Climate change is not a future welfare threat — it is a present one. The 1.5°C warming threshold was effectively breached in 2024-2025 for extended periods. The welfare consequences for animals — domestic and wild — are already severe and will escalate significantly with continued warming. Understanding and addressing climate-welfare intersections is one of the most urgent challenges in 21st century animal welfare.
Heat stress is the most direct and quantifiable climate welfare impact on farmed animals. Cattle, pigs, and poultry are all susceptible to heat stress above species-specific thresholds. Key impacts:
Welfare-positive adaptation includes: shading and water sprinklers for outdoor animals, improved ventilation in buildings, reduced stocking density, dietary modifications, and breed selection for heat tolerance.

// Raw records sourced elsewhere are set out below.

PR #2160, opened 2026-07-19
Update usbasp.h

jayantarb22-oss:


src/usbasp.h
```diff
@@ -59,7 +59,7 @@
 #define USBASP_ISP_SCK_8      5 //   8 kHz
 #define USBASP_ISP_SCK_16     6 //  16 kHz
 #define USBASP_ISP_SCK_32     7 //  32 kHz
-#define USBASP_ISP_SCK_93_75  8 //  93.75 kHz
+#define USBASP_ISP_SCK_93_75  8 //  125 kHz
```
dl8dtl, line 62: The comment has a discrepancy to the name of the macro now. That makes no sense.

dl8dtl (changes requested):
First of all, a pull request with a completely empty description is never a good idea.

Second, see inline remark, having a code comment that does not match the name of the macro makes no sense. If the clock is really different from the claimed 93.75 kHz, either the macro needs to be renamed as well, or at the very least, the comment should explain something like "claims to be 93.75 kHz, but measured as 120 kHz" or such.

Finally, please explain *why* you think the 93.75 kHz are incorrect. They match the USBasp source code.

mcuee:
Closing this for now.

PR #1090, opened 2021-05-31
Automatic cross-site static service discovery inside single cluster

dmvolod:


pkg/controller/constants/constants.go
```diff
@@ -73,7 +73,8 @@ const (
 	NativeImageMarker         = "native"
 	GeneratedSecretSuffix     = "generated-secret"
 	InfinispanFinalizer       = "finalizer.infinispan.org"
-	SiteServiceTemplate       = "%v-site"
+	SiteServiceNameTemplate   = "%v-site"
+	SiteServiceFQNTemplate    = "%s.%s.svc.cluster.local"
```
ryanemerson, line 77: Does this need to be a constant? It's only used once.

dmvolod: Yes, exactly. I will move both `SiteServiceNameTemplate` and `SiteServiceFQNTemplate` to the `types_util.go`

ryanemerson (approved):

oraNod:
@dmvolod Does this eliminate the need for users to specify any `spec.service.sites` configuration for cross-site in a single cluster?

dmvolod:
> Does this eliminate the need for users to specify any `spec.service.sites` configuration for cross-site in a single cluster?

Yes, @oraNod correct question. I will update an examples,for static-internal in this case

pruivo (approved):

ryanemerson:
Thanks @dmvolod

Issue #851, opened 2021-02-25
Allow client certificate authentication


ryanemerson:
It should be possible for a user to provide a truststore via the `tls-secret` and configure whether client cert validation or authentication should be enabled.

```yaml
spec:
  security:
    endpointEncryption: 
            type: Secret 
            certSecretName: tls-secret 
            clientCert: None | Validate | Authenticate
```

A user secret would then be as follows:
```yaml
apiVersion: v1
kind: Secret
metadata:
  name: tls-secret
type: Opaque
stringData:
    alias: server 
    password: password 
data:
    keystore.p12:  "MIIKDgIBAzCCCdQGCSqGSIb3DQEHA..." 
    truststore.p12: "MIIKDgIBAzCCCdQGCSqGSIb3DQEHA..." 
```

N.B. With this proposal truststores can't be configured with `spec.security.endpointEncryption.type = Service`

### Validate
Only a truststore is created:

```xml
         <server-identities>
            <ssl>
               <keystore path="server.pfx" relative-to="infinispan.server.config.path" keystore-password="secret"
                         alias="server"/>
               <truststore path="ca.pfx"  relative-to="infinispan.server.config.path" password="secret"/>
            </ssl>
         </server-identities>
```

### Authenticate
Both a truststore and a trustore-realm is created.

```xml
   <security-realms>
      <security-realm name="default">
         <server-identities>
            <ssl>
               <keystore path="server.pfx" relative-to="infinispan.server.config.path" keystore-password="secret"
                         alias="server"/>
               <truststore path="trust.pfx"  relative-to="infinispan.server.config.path" password="secret"/>
            </ssl>
         </server-identities>
         <truststore-realm/>
      </security-realm>
   </security-realms>
```

# Operator 2.0.x
Only `clientCert: None | Authenticate` can be supported as truststore-realms are mandatory so Validate is not possible.

dmvolod:
> N.B. With this proposal truststores can't be configured with `spec.security.endpointEncryption.type = Service`

we could use separate names for trust and keystore in case of client and service certificate but seems to be should be supported by server config and generator.

rigazilla:
I think it would be good to support this feature also for `spec.security.endpointEncryption.type = Service`

ryanemerson:
> I think it would be good to support this feature also for `spec.security.endpointEncryption.type = Service`

I originally avoided this as there was no way to provide the truststore, but I think the following could be possible:

[...]

PR #1099, opened 2021-06-04
Docs for client certificate authentication

oraNod:
Docs for issue #851


documentation/asciidoc/topics/proc_enabling_client_cert_authn.adoc
```diff
@@ -0,0 +1,36 @@
+[id='enabling-client-certificate-authentication_{context}']
+= Enabling client certificate authentication
+
+[role="_abstract"]
+{brandname} clusters do not use client certificate authentication by default.
+Complete the following procedure so that clients must present valid certificates before they can connect to {brandname} endpoints.
```
ryanemerson, line 6: "must present valid certificates before they can connect to {brandname} endpoints." etc has already been said, maybe just:

"{brandname} clusters do not use client certificate authentication by default. Complete the following procedure to enable it."

documentation/asciidoc/topics/proc_enabling_client_cert_authn.adoc
```diff
@@ -0,0 +1,36 @@
...
+
+You can configure {brandname} to verify client identities from certificates in a trust store in two ways:
+
+`Validate`:: Requires a trust store that contains only the signing certificate, which is typically a Certificate Authority (CA). Any client that presents a signed certificate can connect to {brandname}.
```
ryanemerson, line 10: "Any client that presents a certificate signed by the CA can connect to {brandname}".

documentation/asciidoc/topics/proc_enabling_client_cert_authn.adoc
```diff
@@ -0,0 +1,36 @@
...
+.Procedure
+
+. Set either `Validate` or `Authenticate` as the value for the `spec.security.endpointEncryption.clientCert` field in your `Infinispan` CR.
++
+[NOTE]
+====
+The default value is `None`.
+====
++
+. Optionally specify a name for the secret that contains the client trust store with the `spec.security.endpointEncryption.clientCertSecretName` field.
```
ryanemerson, line 22: This isn't optional. The user must always provide `clientCertSecretName`, otherwise there are 1) no certificates to include in a truststore created by the operator or 2) No existing truststore to use.

ryanemerson (commented):
Overall looks great :slightly_smiling_face:

documentation/asciidoc/topics/proc_enabling_client_cert_authn.adoc
oraNod: @ryanemerson Right after this we state: "By default Infinispan Operator adds the truststore to a secret named `example-infinispan-client-cert-secret`.

So users should specify the default secret name if not using a custom secret?

ryanemerson: > "By default Infinispan Operator adds the truststore to a secret named `example-infinispan-client-cert-secret`.

This is wrong. A trustsore secret is never generated by the operator, it has to be provided by the user as this is the only way to get the truststore or certs to create the truststore. 

I'm guessing I failed to update my docs primer with this detail. Originally the idea was that a truststore could be generated using the Openshift service CA, but this doesn't make sense and was scrapped.

oraNod: I'm suffering from brain fog myself (and the internet is acting weird today). I've updated with some changes, hopefully they make sense.

ryanemerson (approved):

dmvolod:
I don't know exact place, but we need to add notes, that operator will set owner reference for the provided secrets and will garbage collected them when Infinispan CR will be deleted, Also is not possible to share Secrets between instances.
@ryanemerson wdyt about this?

documentation/asciidoc/topics/proc_enabling_client_cert_authn.adoc
```diff
@@ -0,0 +1,38 @@
...
+====
+The default value is `None`.
+====
++
+. Optionally specify the secret that contains the client trust store with the `spec.security.endpointEncryption.clientCertSecretName` field.
++
+By default {ispn_operator} uses a trust store secret named `{example_crd_name}-client-cert-secret`.
+If you want to use this secret you do not need to specify the `clientCertSecretName` field.
+However, you must create the secret if it does not already exist.
++
```
ryanemerson, line 27: > I don't know exact place, but we need to add notes, that operator will set owner reference for the provided secrets and will garbage collected them when Infinispan CR will be deleted, Also is not possible to share Secrets between instances.
> @ryanemerson wdyt about this?

Agreed @dmvolod.

We should maybe add this here as a `[NOTE]` @oraNod.

Something along the lines of:

"In order to support the updating of truststore secret values at runtime, it's necessary for the operator to add a owner reference with `controller: true` to the truststore Secret. Consequently, it's not possible for truststore Secrets to be utilised by multiple Infinispan CRs. Furhermore, upon Infinispan CR deletion the configured Secret will also be deleted."

[GC](https://kubernetes.io/docs/concepts/workloads/controllers/garbage-collection/) docs if it helps to understand what's going on.

This also applies to the TLS keystore secrets, so we need to update the docs in that section as well.

oraNod: @ryanemerson when you say TLS keystore secrets are you referring to `spec.security.endpointEncryption.certSecretName`?

ryanemerson: Bingo!

oraNod: thanks @ryanemerson and @dmvolod I added a note to two spots in the doc. hopefully the changes look good.

dmvolod (approved):

ryanemerson:
Thanks @oraNod

Issue #1102, opened 2021-06-07
Cluster configuration ConfigMap updates on start 


dmvolod:
Seems to be this is regression of the #1007
Startup configuration ConfigMap
```
infinispan:
  authorization:
    enabled: false
    roleMapper: cluster
  clusterName: example-infinispan
  zeroCapacityNode: false
  locks: {}
jgroups:
  transport: tcp
  dnsPing:
    query: example-infinispan-ping.infinispan-operator.svc.cluster.local
  diagnostics: false
endpoints:
  auth: true
  dedicatedAdmin: true

```

`keystore` embedding later, that's wrong and forcing cluster rolling upgrade
```
infinispan:
  authorization:
    enabled: false
    roleMapper: cluster
  clusterName: example-infinispan
  zeroCapacityNode: false
  locks: {}
jgroups:
  transport: tcp
  dnsPing:
    query: example-infinispan-ping.infinispan-operator.svc.cluster.local
  diagnostics: false
keystore:
  path: /opt/infinispan/server/conf/keystore
  password: password
  alias: server
  crtPath: /etc/encrypt/keystore
endpoints:
  auth: true
  dedicatedAdmin: true
```

Probably this cause regression in cross-site forming also

dmvolod:
@ryanemerson could you please to have a look.

ryanemerson:
@dmvolod sure

ryanemerson:
@dmvolod How do you reproduce this behaviour? Is it just in the testsuite or have you observed it by just installing a CR? I looked at #1106 but I am unable to reproduce locally.

dmvolod:
@ryanemerson I can see configmap update info in the logs on OCP, than set breakpoint and look at the configmap structure after create and on the next reconcile step. They were different. Seems to not actual on k8s, but need to be validated.

dmvolod:
Seems to refactored code regression a bit related to the #1103 that also need to be fixed. I added second node to the kind cluster in #1094 and issue #1103 can be reproduced in stable way

PR #1109, opened 2021-06-08
Cluster configuration ConfigMap updates on start #1102

ryanemerson:
@dmvolod It turns out I also wasn't configuring the `c.truststore.Password` correctly, which resulted in the ConfigMap values changing on second reconcilliation.


dmvolod (approved):

ryanemerson:
Thanks for the review @dmvolod

PR #1111, opened 2021-06-10
Tests should setup OSDK_FORCE_RUN_MODE=local if operator runs locally

### LINKED ISSUE #929: Tests should setup OSDK_FORCE_RUN_MODE=local if operator runs locally
Currently, OSDK_FORCE_RUN_MODE=local set only for run-local and inside travis.yaml
It should be set for all tests with setup RUN_LOCAL_OPERATOR=true (default behavior)

dmvolod:
Can't wait for someone could fix this issue, as need to be remember this env var option every local test run :smile:

### DIFF
--- a/.travis.yml
+++ b/.travis.yml
@@ -36,7 +36,6 @@ jobs:
         - docker
       env:
         - KIND_VERSION=v0.11.0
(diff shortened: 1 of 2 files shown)


ryanemerson:
Thanks @dmvolod

PR #1115, opened 2021-06-10
Print error in case of error only in config controller

dmvolod:
Error should be printed in case of the real error (when resource not ready empty error can be printed)


ryanemerson:
Good spot @dmvolod. Can you create a PR for `master` as well.

dmvolod:
> Good spot @dmvolod. Can you create a PR for `master` as well.

Fix already in PR #1113

Issue #1118, opened 2021-06-11
x509: certificate relies on legacy Common Name field, use SANs


ryanemerson:
The `TestEndpointEncryptionUpdate` test will fail with the following error when using go >= 1.15.x

```
Get "https://172.18.0.2:32189/rest/v2/cache-managers/default/health": x509: certificate relies on legacy Common Name field, use SANs or temporarily enable Common Name matching with GODEBUG=x509ignoreCN=0 [recovered]
```

PR #1119, opened 2021-06-11
x509: certificate relies on legacy Common Name field, use SANs #1118

ryanemerson:


dmvolod (approved):

Crumby (approved):

test/e2e/utils/kubernetes.go
```diff
@@ -466,6 +467,16 @@ func CheckExternalAddress(c HTTPClient, hostAndPort string) bool {
 	return resp.StatusCode == http.StatusOK
 }
 
+func isTlsHandskakeTimeoutError(err error) bool {
+	if err != nil {
+		if urlError, ok := err.(*url.Error); ok {
```
dmvolod, line 472: new linter will fails with 
`test/e2e/utils/kubernetes.go:472:22: type assertion on error will fail on wrapped errors. Use errors.As to check for specific errors (errorlint)`

test/e2e/utils/kubernetes.go
```diff
@@ -457,7 +458,7 @@ func getNodePort(service *corev1.Service) int32 {
 func CheckExternalAddress(c HTTPClient, hostAndPort string) bool {
 	httpURL := fmt.Sprintf("%s/%s", hostAndPort, consts.ServerHTTPHealthPath)
 	resp, err := c.Get(httpURL, nil)
-	if net.IsConnectionRefused(err) {
+	if net.IsConnectionRefused(err) || isTlsHandskakeTimeoutError(err) {
```
dmvolod, line 461: @ryanemerson I got following error on my OCP cluster
```
--- FAIL: TestCacheService (59.79s)
panic: Get "https://test-cache-service-external-namespace-for-testing.apps.cluster-msk-fd24.msk-fd24.example.opentlc.com/rest/v2/cache-managers/default/health": EOF [recovered]
	panic: Get "https://test-cache-service-external-namespace-for-testing.apps.cluster-msk-fd24.msk-fd24.example.opentlc.com/rest/v2/cache-managers/default/health": EOF
```
Seems to we need to add `errors.Is(err, io.EOF)` for retry

ryanemerson: I originally had this logic, but on my cluster EOF was only happening when there was a config error. I can re-add it though if you're seeing this intermittingly.

dmvolod: Also, this errors should be handled inside `func (c *httpClientConfig) exec(method, path, payload string, headers map[string]string) (*http.Response, error) {` not there, as this is too late and errors occurs much early

dmvolod: @ryanemerson please also replace `ExpectNoError(err)` inside `func (c *httpClientConfig) exec(method, path, payload string, headers map[string]string) (*http.Response, error)` with return.

ryanemerson: I have updated to make use of `errors.As` and I have made the handling more robust by checking for `io.EoF` as well as any errors that implement the `Temperorary` or `Timeout` interfaces.

I agree that the rety/error handling should be moved to `httpClient.go` but this needs to be properly thought through and I think it should come in a subsequent PR.

ryanemerson: > @ryanemerson please also replace `ExpectNoError(err)` inside `func (c *httpClientConfig) exec(method, path, payload string, headers map[string]string) (*http.Response, error)` with return.

Sure, I'll update todo that :+1:

dmvolod: > I agree that the rety/error handling should be moved to `httpClient.go` but this needs to be properly thought through and I think it should come in a subsequent PR.

Yes, agree. But without return instead of `ExpectNoError(err)` your error handlers code never reach

ryanemerson: Updated. I hadn't read your second comment when I replied initially :slightly_smiling_face:

dmvolod:
Thanks, @ryanemerson 
Merged into main

Issue #1125, opened 2021-06-15
Encryption secret VolumeMount not updated on upgrade


ryanemerson:
The changes required for client-cert authentication means that tls secrets are now mounted at `/etc/encrypt/keystore` instead of `/etc/encrypt`. Consequently, it's now necessary for the VolumeMount to be updated to the new value when performing an upgrade.

dmvolod:
Fixed

PR #1126, opened 2021-06-15
Encryption secret VolumeMount not updated on upgrade #1125

ryanemerson:


Crumby:
I wonder if it fully fixes the issue with upgrade. If I understand it correctly then the issue is that ConfigMap is updated and then the server is gracefully restarted via rest endpoint before shutting down and ugprading. Once it restarts, it loads new configuration that is not valid due to incorrect mount point. If we update volumemount aren't we going to lose graceful restart? So shouldn't be ConfigMap update postponed until the cluster is down?

ryanemerson:
> If we update volumemount aren't we going to lose graceful restart?

I'm not sure what you mean here.

> So shouldn't be ConfigMap update postponed until the cluster is down?

This isn't something we handle for any other config change when it comes to upgrades. The operator checks whether an upgrade is required and sets `ConditionUpgrade: true` before comparing `CONFIG_HASH` values. So the pods are gracefully shutdown before the StatefulSet spec is updated.

ryanemerson:
> * Configuration ConfigMap is updated to point to a new expected keystore path

The ConfigMap change has no impact on the running pods as the file is only read on the server startup.

> The issue happens when pods are gracefully shut down because that triggers restart and reload of new configuration. 

This is guarded against with `ConditionUpgrade`:

1. Operator determines that an upgrade should occur and sets `ConditionUpgrade: true` and returns. Resources still exist at this point
2. Operator sees `ConditionUpgrade: true` via `infinispan.IsUpgradeNeeded()`, so deletes resources and sets `ConditionUpgrade: false`. Return and requeue
3. Operator creates new StatefulSet with correct VolumeMounts and upto date `CONFIG_HASH` val.

dmvolod (approved):

Crumby:
> The ConfigMap change has no impact on the running pods as the file is only read on the server startup

If this would be true we wouldn't be hitting upgrade failures with non-upgraded sever version

Crumby (approved):

Issue #1123, opened 2021-06-15
endpointSecretName field is not initialized when generated


rigazilla:
`endpointSecretName` must be initialized by the operator with the name of the generated secret

dmvolod:
Fixed

PR #1132, opened 2021-06-16
Initialize endpointSecretName in case of generate secret #1123

rigazilla:
ported on main fix for #1123


dmvolod (approved):

pkg/apis/infinispan/v1/types_util.go
```diff
@@ -155,6 +155,9 @@ func (ispn *Infinispan) ApplyDefaults() {
 	if ispn.Spec.Security.EndpointAuthentication == nil {
 		ispn.Spec.Security.EndpointAuthentication = pointer.BoolPtr(true)
 	}
+	if *ispn.Spec.Security.EndpointAuthentication {
```
dmvolod, line 158: @rigazilla please pay attention, that `endpointSecretName` never removed when changing `endpointAuthentication` from `true` to `false`

pkg/apis/infinispan/v1/types_util.go
```diff
@@ -155,6 +155,11 @@ func (ispn *Infinispan) ApplyDefaults() {
...
+		ispn.Spec.Security.EndpointSecretName = ispn.GetSecretName()
+	} else if ispn.IsGeneratedSecret() {
```
dmvolod, line 160: `IsGeneratedSecret` should be changed, it worked on assumption, that for generated secret `endpointSecretName` is empty

rigazilla: It also assume that a generated secret has a well-known suffix:
https://github.com/infinispan/infinispan-operator/blob/a4b51250caa91795ae35a50cce95628eaf039a10/pkg/apis/infinispan/v1/types_util.go#L373-L374

so it works on that side, but it also check that authentication is enable that needs a check :)

rigazilla: I would remove the IsAuthenticationEnabled check from the IsGeneratedSecret method and explicitly check for it in the caller (1 reference), @dmvolod wdyt?

dmvolod: Yes, @rigazilla agree.
In this case we can identify that secret is auto-generated by the name only.

rigazilla: @dmvolod you mean assuming that it will never be equal to ""? Actually it should be, but I feel a little thrill

dmvolod: Yes, it will never be equal to "" if auth is enabled. Previous logic defines that empty value means auto-generated.

pkg/apis/infinispan/v1/types_util.go
```diff
@@ -365,7 +370,7 @@ func (ispn *Infinispan) IsClientCertEnabled() bool {
 
 // IsGeneratedSecret verifies that the Secret should be generated by the controller
 func (ispn *Infinispan) IsGeneratedSecret() bool {
-	return ispn.IsAuthenticationEnabled() && (ispn.Spec.Security.EndpointSecretName == "" || strings.HasSuffix(ispn.Spec.Security.EndpointSecretName, consts.GeneratedSecretSuffix))
+	return strings.HasSuffix(ispn.Spec.Security.EndpointSecretName, consts.GeneratedSecretSuffix)
```
dmvolod, line 373: in this case we could validate whole secret name, not just suffix to avoid confusion

dmvolod:
@rigazilla looks very good. Can we merge it into main now?

rigazilla:
merged @dmvolod  and thanks for the review!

Climate-driven habitat change is creating welfare emergencies for wild animals. Species forced to move as habitats shift experience: starvation in unfamiliar environments, exposure to novel predators, physiological stress from climate mismatch, and collision with human infrastructure during migration. The IPCC estimates 20-30% of species face increased extinction risk at 2°C warming — each extinction represents the welfare losses of all surviving members of that species as populations decline.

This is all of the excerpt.